Sunday, April 1, 2012

...wait, what?

Today, I was told about yet another self-help book with, surprise, a personality test attached. I took the test, looked up what it meant, found something that suited me as best I could figure.

But later, I started to get kind of pissed. Yes, the personality tests can sometimes help. Yes, to some degree people can be categorized effectively. Yes, that sometimes can mean some useful advice.

But I've taken probably dozens of personality tests by now, and I'm getting really sick of being shoved into a category. Being dissected and told "this is what you should do." Sometimes, that advice is useful. But for the most part, free advice seems to be worth the price you pay. 

I saw a cartoon once that said "there are only two kinds of people: those who make gross over-generalizations and those who don't." More and more, I'm starting to agree with it.

And really, I'm getting INCREDIBLY sick of people telling me what to do, especially when I don't ask for it. Everyone seems to have the answer to life. You just have to eat less, buy this book, accept Jesus as your savior, take this pill, etc.

How about you just let me figure it out myself?

My life is not your life. I have a different set of problems than you do. Frequently, you have no idea what my life has actually been like, or currently is like right now.

I hate to break it to you, but you DON'T have all the answers. Nobody does.

What I think, (I assume you want to know, since you're reading this) is that everyone has a little piece of the puzzle, which together connects into this backasswards thing we call life. Sometimes, the piece you have connects to the piece someone else has. And those are the people you can help, maybe. If they want it.

But my puzzle piece is very, very weird and convoluted. I haven't even really figured out what it is yet. But I'd kind of like to figure it out for myself.
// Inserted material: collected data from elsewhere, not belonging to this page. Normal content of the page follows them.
PR #1340, opened 2020-02-18
Refactoring: New isolinear API

bryphe:
As part of factoring out the terminal integration into [revery-terminal](https://github.com/revery-ui/revery-terminal), I saw that there ended up being some duplicate concerns:
- Having a way to subscribe to an `onStateChanged` event
- Having a subscription model
- Queuing and flush effects

I moved these common pieces into `isolinear` - to streamline Onivim 2, as well as the revery terminal project.

I've also been wanting to bring over the `Subscription` model @glennsl introduced into isolinear - it fixes a major architectural gap we had in Onivim 2, and is a convenient model for listening to external effects.


src/Store/StoreThread.re
```diff
@@ -244,29 +261,22 @@ let start =
...
     Isolinear.Stream.connect(dispatch, inputStream);
   let _: Isolinear.Stream.unsubscribeFunc =
     Isolinear.Stream.connect(dispatch, vimStream);
   let _: Isolinear.Stream.unsubscribeFunc =
     Isolinear.Stream.connect(dispatch, editorEventStream);
-  let _: Isolinear.Stream.unsubscribeFunc =
-    Isolinear.Stream.connect(dispatch, syntaxStream);
   let _: Isolinear.Stream.unsubscribeFunc =
     Isolinear.Stream.connect(dispatch, extHostStream);
-  let _: Isolinear.Stream.unsubscribeFunc =
```
bryphe: There were several cases where we weren't using the stream at all (or it could be replaced by using an Effect-with-dispatch). I removed these to remove noise and make it easier to refactor later without touching all of these pieces.

The remaining items that are using the stream functionality could/should be replaced with subscriptions.

src/Store/SyntaxHighlightingStoreConnector.re
```diff
@@ -16,158 +16,218 @@ module Ext = Oni_Extensions;
...
+type subscriptionParams('msg) = {
+  id: string,
+  languageInfo: Ext.LanguageInfo.t,
+  setup: Core.Setup.t,
+  onStart: Oni_Syntax_Client.t => 'msg,
+  onClose: unit => 'msg,
+  onHighlights: list(Oni_Syntax.Protocol.TokenUpdate.t) => 'msg,
+};
+
+module Subscription =
```
bryphe: This first step of refactoring migrates from using the `Isolinear.Stream.create` to an actual managed `Subscription`.

The next step would be to factor this out to a `Service`, including the effects.

src/Store/LifecycleStoreConnector.re
```diff
@@ -26,16 +24,17 @@ let start = quit => {
     let anyModified = Buffers.anyModified(state.buffers);
     let canClose = force || !anyModified;
 
-    Isolinear.Effect.create(~name="lifecycle.quitAll", () =>
+    Isolinear.Effect.createWithDispatch(~name="lifecycle.quitAll", dispatch =>
       if (canClose) {
+        dispatch(Actions.ReallyQuitting);
         List.iter(h => h(), handlers);
```
bryphe: Before, we used this lifecycle handler to close the syntax client. But now we need an action to go through to turn the subscription 'off' so that we can close it. I added this `ReallyQuitting` action for that purpose, but maybe there is a cleaner way.

src/Store/StoreThread.re
bryphe: > I don't think streams are really necessary at all. 

Agreed! 

> For an easier immediate simplification though, it might be an idea to just use a single stream, and pass its dispatch function into the stores instead of having the stores all return their own stream.

Sounds good.

bryphe:
Thanks for reviewing this and the corresponding isolinear changes, @glennsl ! Still room for improvement, but baby steps... I like your idea of switching from a first-class module to a record - I think that could improve the API further.

> Since it seems to always run, if initially enabled, and isn't updated declaratively but through function calls, it looks like it's just a very elaborate way to break the dispatch dependency cycle. Though I might be missing something of course.

One main benefit I see is that it plugs into the `Features` / `Services` model you proposed - in particular, those functions like `notifyBufferUpdate` can be moved to 'Effects', and it can be wholly decoupled from the store - the interactions from Onivim being the updater that dispatches the effects, and hooking up a subscriber.

image

> I do see a potential benefit if notifyBufferEnter/update could be made data-driven instead. That would make it declarative and remove all the complexity you've added just to be able to make those calls.

I wasn't sure what you meant by this - do you mean not have the `syntaxClient` passed to them? I was thinking the next step - as part of refactoring this to a service - would be to remove the state from knowing about `syntaxClient` at all, and have that managed in the Syntax service. Is that similar to what you had in mind?

> I see you've solved the single subscription runner problem though.

Hopefully! I built off your work to add subscriptions in Onivim 2, of course. So I hope it'll be easy to map our current subscriptions over to this as well.

> I'm not sure I understand why handedOffInstance is needed, even if I understand what it's used for. 

I can relate... I didn't understand why this was needed in the ReactMini component update (here: https://github.com/reasonml/reason-react/blame/1333211c1ea4da7be61c74084011e23137075ede/ReactMini/src/React.re#L85) as well, until I ran into the problem myself 😅 

The issue was that, since we have this heterogenous list of subscriptions - when we have two of them: 

```
    | (Subscription(sub1, oldMapper), Subscription(sub2, newMapper)) =>
      let {
        config: (module ConfigOld),
        params as _oldParams,
        state as oldState,
        handedOffInstance as oldH,
      } = sub1;
      let {
        config: (module ConfigNew),
        params as newParams,
        state as _newState,
        handedOffInstance as newH,
      } = sub2;
```

There's no guarantee that `oldParams` and `newParams` are the same type, or that `oldState` and `newState` are the same type.  We checked that string key is equal, prior to get here - so if we get here, they _should_ be the same type (although, not guaranteed - could easily set up subscriptions that are differents but the same string key). So no way for the type system to know that `newState` and `oldState` are the same!

But we want to check for the case where they are the same type, and if they are, 'update' the subscription with the old state. If they aren't the same type, we should dispose the old one and and init the new one.

I didn't think there was a way to do this without `Obj.magic`. I thought I was going to have reach for that - since the type system doesn't know that `oldState` and `newState` are the same. But I remembered seeing that trick in ReactMini and it finally clicked - could use the same thing here. The `ref` is [shared by all instances of the same subscription type](https://github.com/bryphe/isolinear/blob/54765d532f7f32480df59ae1108cf59dc8955198/src/Sub_internal.re#L77), so if we set it in the old one, and the new one sees it - we know they are the same type (and that we can set it on the new one). If we set a value on the old one's ref, and don't see it in the new one's ref, we know they must be different types.

It's pretty sneaky and I can't take credit for it, but it solved my problem here. If it still doesn't click - you can try removing the handedOffInstance and getting this `update` method to compile: <https://github.com/bryphe/isolinear/blob/54765d532f7f32480df59ae1108cf59dc8955198/src/SubscriptionRunner.re#L63> - everything else works fine w/o the handed off instance - it's just that case where we want to pass the state of one subscription to another in a type safe way, _without the type checker being able to know that they are the same type_.

There might be better or other ways to do this! I'm not an expert. But I was glad I didn't need `Obj.magic` in this case. 

>  It might also be made simpler by not using a first-class module, but it already seems simpler than what I had implemented! 

Definitely! I see this as the next step.

> Kudos!

Thanks @glennsl ! This was really enabled by your work to bring subscriptions into our architecture, by your ideas for the next architectural steps, and the `Subscription` modules you built that I based these off of.

src/Store/SyntaxHighlightingStoreConnector.re
```diff
@@ -16,158 +16,218 @@ module Ext = Oni_Extensions;
...
-    (languageInfo: Ext.LanguageInfo.t, setup: Core.Setup.t, cli: Core.Cli.t) => {
-  let (stream, dispatch) = Isolinear.Stream.create();
-
-  if (!cli.shouldSyntaxHighlight) {
-    let updater = (state, _action) => (state, Isolinear.Effect.none);
-    (updater, stream);
-  } else {
-    let onHighlights = tokenUpdates => {
-      dispatch(Model.Actions.BufferSyntaxHighlights(tokenUpdates));
+type subscriptionParams('msg) = {
```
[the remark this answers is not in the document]
bryphe: Good point, this isn't needed right now. I'll remove it, and then we can revisit when we actually move it to a service.

src/Model/Actions.re
```diff
@@ -29,6 +29,9 @@ type t =
   | BufferSetIndentation(int, [@opaque] IndentationSettings.t)
   | BufferSetModified(int, bool)
   | BufferSyntaxHighlights([@opaque] list(Protocol.TokenUpdate.t))
+  | SyntaxHighlightingDisabled
+  | SyntaxHighlightingEnabled
```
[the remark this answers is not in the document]
bryphe: Good point, I'll remove these for now

src/Model/Actions.re
```diff
@@ -18,7 +18,7 @@ module Diagnostic = Feature_LanguageSupport.Diagnostic;
 
 [@deriving show({with_path: false})]
 type t =
-  | Init
+  | Init([@opaque] Cli.t)
```
glennsl: Why not just pass this as a parameter to `State.create` instead?  The would eliminate the need to initialize the state with a default that might not make sense, and might even introduce subtle timing bugs.

It should also be more explicit. Don't pass the entire Cli object when all you need is a single value from it. Doing so obscures the actual dependency and adds an unnecessary dependency on the Cli object. Feature stores shouldn't need to know about the existence of a CLI interface.

bryphe: > Why not just pass this as a parameter to State.create instead? The would eliminate the need to initialize the state with a default that might not make sense, and might even introduce subtle timing bugs.

I tried this and it had its own set of issues, because of the way we use state in `GlobalContext` right now. We'd need to plumb the Cli.t through the singleton, so I'm not sure it's much better. Removing the `GlobalContext` would help this...

But maybe I'm missing something. Feel free to push up a change if you see a cleaner way to do this!

> Don't pass the entire Cli object when all you need is a single value from

In the meantime, I went this route, and just simplified the `Cli.t` to only have a syntaxHighlightEnabled parameter.

glennsl:
> One main benefit I see is that it plugs into the Features / Services model - in particular, those functions like notifyBufferUpdate can be moved to 'Effects', and it can be wholly decoupled from the store - the interactions from Onivim being the updater that dispatches the effects, and hooking up a subscriber in the subscribers function.

Yeah, I can see that. It's still not a great interface for a subscription though, but more on that below.

> I wasn't sure what you meant by this - do you mean not have the syntaxClient passed to them? I was thinking the next step - as part of refactoring this to a service - would be to remove the state from knowing about syntaxClient at all, and have that managed in the Syntax service. Is that similar to what you had in mind?

`syntaxClient` should be an implementation detail, so your suggestion of moving to a Service sounds good. That's not what I meant here though.

Data-driven means that you pass it the current buffer so it can listen to changes on that, instead of calling `notifyBufferEnter` when it changes. It seems like that should be trivial to implement for `BufferEnter`, but `BufferUpdate` might be trickier to do, at least in a performant way.

It's the same way component rendering works. You don't call `EditorView.update` on `BufferUpdate`, but change the state and then re-render based on the new state. Ideally that's how subscriptions should work too, as pure functions of state. That isn't always going to be possible, of course, but doing so as much as possible makes for a simpler API that's easier to reason about, where looking at the params should be enough to determine behaviour, without needing to consider the effects applied to it, which order the effects were applied in, if the params changed in between the effects and so on.

> ....the type system doesn't know that oldState and newState are the same

Why does the runner need to know about the state at all? It didn't before, and was just kept internal to the provider. Why can't it still be an implementation detail?

src/Model/Actions.re
glennsl: > Removing the GlobalContext would help this...

Ah, yeah that's a wart I'd like to get rid of too. Having this on `Init` isn't that bad until we can get rid of it. We'll want to eventually get rid of `Init` entirely too I think, so can clean it up then.

bryphe:
> Data-driven means that you pass it the current buffer so it can listen to changes on that, instead of calling notifyBufferEnter when it changes. It seems like that should be trivial to implement for BufferEnter, but BufferUpdate might be trickier to do, at least in a performant way.

I think I understand what you are saying - but let me check - something like?
```
let subscriptions = (state) => {
   List.map((buffer) => Service_Syntax.Sub.highlights(~buffer))
  |> Isolinear.Sub.flatten;
}
```

As you mentioned, it's not clear to me how this model would work performantly in the BufferUpdates model. But I do think this refactoring helps us take a baby step towards that direction, so we can start to improve the interface for syntax highlights further. 

I agree that it'd preferable to have less effects, but we might need to think more about how to actually make that happen - unless you have a concrete suggestion for it.

>  Ideally that's how subscriptions should work too, as pure functions of state.

Yes, makes sense!

>  but doing so as much as possible makes for a simpler API that's easier to reason about, where looking at the params should be enough to determine behaviour, without needing to consider the effects applied to it, which order the effects were applied in, if the params changed in between the effects and so on.

Right, that's why subscriptions are so nice.

> Why does the runner need to know about the state at all? It didn't before, and was just kept internal to the provider. Why can't it still be an implementation detail?

The subscriptions, because they interact with the messy-mutable-outside-world, sometimes need to keep track of some per-instance external state (like the `state` hook in react elements, but for subscriptions). 

I use this in the terminal, for example, to track some subscriptions that we remove on dispose: https://github.com/revery-ui/revery-terminal/blob/2463427542b13d17d732e1f100a0e4ba6138882f/src/bin/Terminal.re#L205

You could scope it globally, with a hashtable of id to per-instance state, but I think it's cleaner if we have general way to carry per-instance state, and not make every subscription re-invent it.

glennsl:
> I think I understand what you are saying - but let me check - something like?

Yep!

> I agree that it'd preferable to have less effects, but we might need to think more about how to actually make that happen - unless you have a concrete suggestion for it.

I don't. And I think the `notifyBufferUpdate` might be a necessary evil. But having the syntax client in the state is really ugly. And either way this makes the subscription effectively a singleton and will break if multiple subscriptions are instantiated, so ideally that would be enforced by it somehow too.

> You could scope it globally, with a hashtable of id to per-instance state, but I think it's cleaner if we have general way to carry per-instance state, and not make every subscription re-invent it.

Hmm. while I do see the benefit I'm still not sure I agree. Mostly just because it makes the runner implementation very complicated and hard to understand. But since it's already there I also don't have a pressing need to remove it. Perhaps we can come up with a better implementation some day.

bryphe:
> I don't. And I think the notifyBufferUpdate might be a necessary evil. But having the syntax client in the state is really ugly. And either way this makes the subscription effectively a singleton and will break if multiple subscriptions are instantiated, so ideally that would be enforced by it somehow too.

I think we're on the same page, the next steps I see for this refactoring would be:
1) Move this subscription + effects to a `Service_Syntax` project.
2) Refactor `syntaxClient` to be purely managed by the `Service_Syntax` project, without needing to be in the state at all
3) Change the granularity of the subscription from a singleton to per-buffer highlighting
4) Refactor some of the effects to be managed by the subscription - some candidates would be:
- configurationChangeEffect - this could be managed by carrying the last-pushed `configuration` in the state, and sending via `params` - if they are different, the subscription can handle reconciling that
- likewise for theme change effect
- the buffer enter / visibility changes could also be managed by the subscription, which the per-buffer granularity would enable

This would leave us really with only the buffer update effect as the messy one - and one effect would be significantly easier to reason about than many effects. It would also help us clean up a messy block in the `updater` where, for a bunch of different types of view changes, we send visibility updates.

However, I'd prefer to tackle this in a separate change - I'm working on the terminal service pieces now which depend on this.

glennsl:
Sounds good!

> Refactor syntaxClient to be purely managed by the Service_Syntax project, without needing to be in the state at all

"purely managed" is a ppor choice of words I think, since it's certainly not very "pure". I'd use "encapsulated", and I'm pretty sure that's what you mean as well.

When dealing with side-effects, I think encapsulation is the right approach. Haskell encapsulates side-effects in the IO monad, for example. Encapsulation allows everything else to be pure and easy to reason about, and makes it relatively easy to remove side-effects from the equation to reason about the whole with just a few assumptions about the behaviour of the side-effects. Both figuratively and literally, in the sense that you can easily mock it out for testing.

tl;dr: I like encapsulation!

bryphe:
> "purely managed" is a ppor choice of words I think, since it's certainly not very "pure". I'd use "encapsulated", and I'm pretty sure that's what you mean as well.

Ah yes, you're right, encapsulated is a better description.

> When dealing with side-effects, I think encapsulation is the right approach. Haskell encapsulates side-effects in the IO monad, for example. Encapsulation allows everything else to be pure and easy to reason about, and makes it relatively easy to remove side-effects from the equation to reason about the whole with just a few assumptions about the behaviour of the side-effects. Both figuratively and literally, in the sense that you can easily mock it out for testing.

Definitely!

Sure, I'm inexperienced. Sure, I make mistakes. Sure, sometimes following your advice would have helped.

But sometimes, I'm right.

So just let me try it myself, okay?

I know I have Asperger's, and because of that, I seem to miss things that seem obvious to you. But you miss things that are obvious to me, as well.
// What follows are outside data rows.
PR #1344, opened 2020-02-19
Feature - Terminal - Part 1: Initial extension host integration

bryphe:
This change adds an `ExtHostClient_Terminal` module, in a similar vein to the `ExtHostClient_SCM` module.

It exposes a set of messages and a parser for unpacking `MainThreadTerminalService` messages from the extension host to the editor, as well as a `Request` module to help with making requests to the `ExtHostTerminalService` module.

Part 2 will create a `Service_Terminal` module - a service that exposes this as a subscription and effects on top of this (with the `ExtHostClient` as a dependency).

### DIFF
--- a/src/Extensions/ExtHostClient_Terminal.re
+++ b/src/Extensions/ExtHostClient_Terminal.re
@@ -1,0 +1,96 @@
+open Oni_Core;
+
+module Log = (val Log.withNamespace("Oni2.Extensions.Terminal"));
+
+// MODEL
+module ShellLaunchConfig  = {
+  [@deriving show({with_path: false})]
+  type t = {
+    name: string,
+    executable: string,
+    arguments: list(string),
+  };
+}
+
+// UPDATE
+
+type msg =
+  | SendProcessTitle({
+      terminalId: int,
+      title: string,
+    })
+  | SendProcessData({
+    terminalId: int,
+    data: string,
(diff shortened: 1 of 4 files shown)


src/Extensions/ExtHostClient_Terminal.re
```diff
@@ -0,0 +1,101 @@
...
+    });
+
+let handleMessage = (~dispatch, method, args) =>
+  switch (method) {
+  | "$sendProcessTitle" =>
+    switch (args) {
+    | [`Int(terminalId), `String(title)] =>
+      dispatch(SendProcessTitle({terminalId, title}))
+    | _ => Log.error("Unexpected arguments for $sendProcessTitle")
+    }
```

People don't realize it, but the truth is, the minute you say you have Asperger's Syndrome, or are Autistic, they listen to you less. When you're arguing with them, they are thinking "oh, they just don't know because of the Autism." Amd then we end up being right sometimes-- the truth is, we have about the same accuracy rate as Neurotypicals do, it's just not distributed the same way.
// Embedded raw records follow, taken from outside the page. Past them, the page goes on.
PR #1346, opened 2020-02-20
feat: Reset focus index when the input changes

Sloff:
Small change that resets the focused element when the text in the search field changes


Sloff:
Just as a side note, this is my first PR and the `license/cla` thing didn't take me through the process 
¯\\_(ツ)_/¯

bryphe:
Hi @Sloff ,

Thanks for the improvement here! Looks great 👍 

> Just as a side note, this is my first PR and the license/cla thing didn't take me through the process

Ah, appreciate you letting me know. Thought maybe something was broken in the tool but realized we have it set up so that small changes (<10 lines) don't need the process. Not perfect but a reasonable metric, I think. 

Thanks again for looking at this and fixing it! 💯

This thought process of "well, how would you know? You're autistic!" is EXTREMELY bad. That is NOT the right way to approach us AT ALL.

First of all, it's insulting. Second of all, it's actually discrimination. Yes, it really is. Discounting someone's opinion purely because of a diagnosis IS discrimination.

Here is how to approach this situation: try to have the Autistic person in question explain his or her reasoning. There is a chance there is something you missed. Or, if there is something he or she missed, explain what it is. If they don't believe you, then say "we'll see" and let it go. 

Really. Let it go. Holding a grudge is not going to be good for either of you down the road. Besides, it's not our fault, and you STILL could end up being wrong!

I will be the first to admit this is very, very hard. I am in a group with some other Aspies, some of whom have far less social graces than I do. 

Sometimes, it's all I can do not to leap out of my chair and strangle them to make them shut the hell up because they are being such a pain in the ass.

You know the definition of stress, right? "The overwhelming urge to choke the living shit out of someone who so richly deserves it"? 

Yeah. Join the club.

Instead, I content myself by imagining beating the crap out of them in creative ways. 

Possibly with a Rube Goldberg-type machine. 

Or something along the lines of the "Homer Humiliator" from The Simpsons. 

Or with Matrix-style Kung Fu.

*cough*

Hey, I never said I didn't have issues. 



So, remember kids, keep an open mind.